Again, it has snowed — even though the azaleas have buds and the daffodils have burst through the ground. I am so over the cold, and another storm is on its way. Why, oh why, must Mother Nature tease us so?
Speaking of mothers, Sidney and I were so pleased to learn that Mom W. wants to leave us the family homestead. Already we are making plans for the Edith Grace Wenger Home for UnWed Dogs. We so hope the furniture is included since we envision this as a home where girls in trouble can lie around in comfort and nestle in Mom’s homemade quilts. Already we’re busy, busy, busy planning a puppy daycare, menus free of chicken and grain, a hair salon, etiquette school and a formal dining room with the table’s legs sawed off.
Of course, our enthusiasm doesn’t mean we want to rush anyone to the great beyond. Mom looks and acts young for 159. We celebrated her birthday at Pargo’s, and just as she was about to blow out the candles, fire trucks showed up. I think the attention embarrassed her.
By the way, because the cake was decorated with a family portrait, we were only allowed to eat the edges, and there was not enough of those for seconds. She took the rest home and put it in the freezer where she can look at her children whenever she wants.
Your Favorite In-Law, T.
The Friday before Mother’s Day, Mom W. told me that she and Pop were planning to hire a few sheep to mow the field at the side of their house. I thought that was a splendid idea for reasons both practical and fun. Within moments I was dreaming up names — Meatloaf, Ali Baba, Elias.

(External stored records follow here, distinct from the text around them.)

PR #1619, opened 2017-09-27
NEPT-1519: Improve DGT Translator

dxvargas:
### Improve DGT Translator

Align translator with latest improvements in Poetry Connector and NEPT-880 conclusions.

### Change log

- Added:
- Changed:
- Deprecated:
- Removed:
- Fixed:
- Security:


profiles/common/modules/features/nexteuropa_dgt_connector/tmgmt_dgt_connector/tmgmt_dgt_connector.module
```diff
@@ -82,13 +101,10 @@ function _tmgmt_dgt_connector_workbench_store_request_languages_callback(&$form,
   global $user;
 
   $target_languages = array_filter($form_state['values']['target_language']);
-  $enforced_source_language = NULL;
-  if ($form_state['values']['enforced_source_language']) {
-    $enforced_source_language = $form_state['values']['source_language'];
-  }
-
+  $enforced_source_language = $form_state['values']['enforced_source_language'] ? $enforced_source_language = $form_state['values']['source_language'] : NULL;
```
imanoleguskiza: This statement looks weird, shouldn't it be $enforced_source_language = $form_state['values']['enforced_source_language'] ? $form_state['values']['source_language'] : NULL;

tests/behat.yml.dist
```diff
@@ -48,7 +48,7 @@ default:
     EC\Behat\PoetryExtension:
       application:
         base_url: '{{ behat.base_url }}'
-        endpoint: '/dgt_ftt_translator/dgt_service_callback'
+        endpoint: '/tmgmt_dgt_connector/server'
```
imanoleguskiza: We need to keep and eye on this change and revert it (or change it) when we finish https://webgate.ec.europa.eu/CITnet/jira/browse/NEPT-1601

profiles/common/modules/features/nexteuropa_dgt_connector/tmgmt_dgt_connector/tmgmt_dgt_connector.info
```diff
@@ -5,3 +5,6 @@ core = 7.x
 dependencies[] = tmgmt_poetry
 files[] = plugins/tmgmt_dgt_connector.plugin.inc
 files[] = plugins/tmgmt_dgt_connector.ui.inc
+
+dependencies[] = registry_autoload
+registry_autoload[] = PSR-4
```
imanoleguskiza: Again the empty lines :S

profiles/common/modules/features/nexteuropa_dgt_connector/tmgmt_dgt_connector/src/Subscriber.php
```diff
@@ -0,0 +1,372 @@
...
+   * Listener for the event onTranslationReceivedEvent.
+   *
+   * @param \EC\Poetry\Events\Notifications\TranslationReceivedEvent $event
+   *   The event for the Translation Received.
+   *
+   * @return bool
+   *   Return True if the translation is received without issues.
+   */
+  public function onTranslationReceivedEvent(TranslationReceivedEvent $event) {
+    $translator = tmgmt_translator_load(TMGMT_DGT_CONNECTOR_TRANSLATOR_NAME);
```
imanoleguskiza: I think both onTranslationReceivedEvent and onStatusUpdatedEvent should check if the translator associated to a job is the tmgmt_dgt_connector one or not. This will prevent it from triggering on other translators (like Fast Track)

profiles/common/modules/features/nexteuropa_dgt_connector/tmgmt_dgt_connector/plugins/tmgmt_dgt_connector.ui.inc
```diff
@@ -2,7 +2,7 @@
 
 /**
  * @file
- * Provides Google Translator ui controller.
+ * Provides Translator ui controller.
```
imanoleguskiza: Why not add a DGT to the string :P

profiles/common/modules/features/nexteuropa_dgt_connector/tmgmt_dgt_connector/src/Subscriber.php
dxvargas: You're right @imanoleguskiza . This is the same situation we faced in Fast Track.
But I propose to postpone that change to a new ticket because of two strong reasons:
- This ticket/PR has consumed already a huge amount of time and, as pledged in the retrospective meeting, we should create more tickets with precise scope (this is the same approach we had for Fast Track, where a special ticket was created, [NEPT-1590](https://webgate.ec.europa.eu/CITnet/jira/browse/NEPT-1590));
- Within [NEPT-1601](https://webgate.ec.europa.eu/CITnet/jira/browse/NEPT-1601) we are planning to handle this logic in a proper way, so that we don't need to do the same steps (check reference, get job, get translator, then proceed or skip the request) in each listener.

Perhaps you remember a couple of years ago when the folks rented a room to a woman who brought goats with her? (Talk about a lax pet clause. . .) Anyway, Mom and I spent some wonderful afternoons pulling weeds and feeding them through the fence of the pen, all the while laughing. Then the renter moved, and the goats did, too, a while later. So, upon hearing about the sheep, a lovely vision of us playing with them came to mind — until she told me that they might put up an electric fence.
“What?” I protested. “We won’t be able to feed the sheep. We’ll get shocked!”

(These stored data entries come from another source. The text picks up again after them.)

PR #1625, opened 2017-09-29
NEPT-392: Upgrade i18n, remove patch.

Fefaine:
### Description

Upgrade i18n module, remove a patch.

### Change log

- Changed: i18n module version

### Commands

```sh
no command
```


gillesdeudon:
OK

PR #1629, opened 2017-10-03
NEPT-1385 Namespaced classes/interfaces/traits with "use" statements

aritomelo:
### Description
   Fix QA automation rules - Namespaced classes/interfaces/traits should be referenced with use statements

### Change log

- Removed: The rule ref="Drupal.Classes.FullyQualifiedNamespace.UseStatementMissing"

- Fixed: Include the classes by using USE and namespacing

### Commands

NA.


dxvargas:
👍

PR #1042, opened 2025-09-12
Fix Arena Timer being invisible in some languages

Dustylemny:


Arena/ArenaTimer.cs
```diff
@@ -86,7 +86,8 @@ public override void Draw(float timeStacker)
                 if ((safetyCatchTimer > 300)) // Something went wrong with the timer. Let's move on
                 {
                     showMode = TimerMode.Countdown;
-                };
+                }
+                ;
```
6fears7: awkward floating semi colon but no big deal

Dustylemny: huh seems like my ide automatically does that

And here is what my mother-in-law said to me: “It wouldn’t hurt you a bit to be shocked.”
The implication! That I could do with a bit of electro-shock therapy! I tell you, that broke my heart, and all of this came upon the heels of my 50th birthday which we celebrated with a Sunday dinner at her house. But I didn’t know the party was for me until after the meal when I excused myself. Upon coming out of the bathroom I saw the reflection of fire on the wall and immediately put two and two together, Mom W. had set the kitchen ablaze!
But I was wrong. It was the dining room. Flames leaped from the fifty candles on my birthday cake. Later my brother-in-law confessed that there were only 48 because he was too cheap to buy another box, but Mom W. said he was wrong. She’d come up with two more and stuck them into that yummy whipped cream.

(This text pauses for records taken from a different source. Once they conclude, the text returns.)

PR #1044, opened 2025-09-16
Chatbar Fixes

CptnRedstone:
- Fixes the ingame and arena chatbars' cursor and text selection graphics being significantly, and slightly displaced to the left respectively.
- Fixes an issue with the ingame chatbar where Shift+Left when already at the textbox edge would reset the selection.
- Fixes an issue with the ingame chatbar where Ctrl+Shift+Left when already at the textbox edge would spam logs with OOBs.
- Fixes the ingame chatbar's keybinds' repeat rate and delay being affected by framerate.
- Fixes the ingame chatbar's visual and actual cursor position not necessarily being synced.
- Fixes an issue with the arena chatbar where Home, End, and Ctrl A would increasingly fail to register as FPS increases.

### DIFF
--- a/Menu/Components/ChatTextBox2.cs
+++ b/Menu/Components/ChatTextBox2.cs
@@ -118,7 +118,7 @@ namespace RainMeadow.UI.Components
             if (cursorIsInMiddle)
             {
                 if (cursorSprite.element.name != "pixel") cursorSprite.SetElementByName("pixel");
-                cursorSprite.x = cursorPosition + 10 + screenPos.x;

So, you can see how I was feeling all warm and fuzzy about my mother-in-law until she said that I could use a good shock. Oh, well, I’m going to turn the other cheek because I don’t want to risk losing the Edith Grace Wenger Home for UnWed Dogs.
Your Favorite In-Law, T.
These are actual letters, edited down, that appeared in the family newsletters nine years ago. I’m sharing them today in memory of my late mother-in-law, a sassy and kind woman whom I miss like crazy. Monday would have been her birthday. She was not partial to dogs, especially in her house, and it was only because I told her that we named our border collie Gracie after her that she not only invited her in but also fed her treats. In the photo, Mom W. (far right) is with her sisters.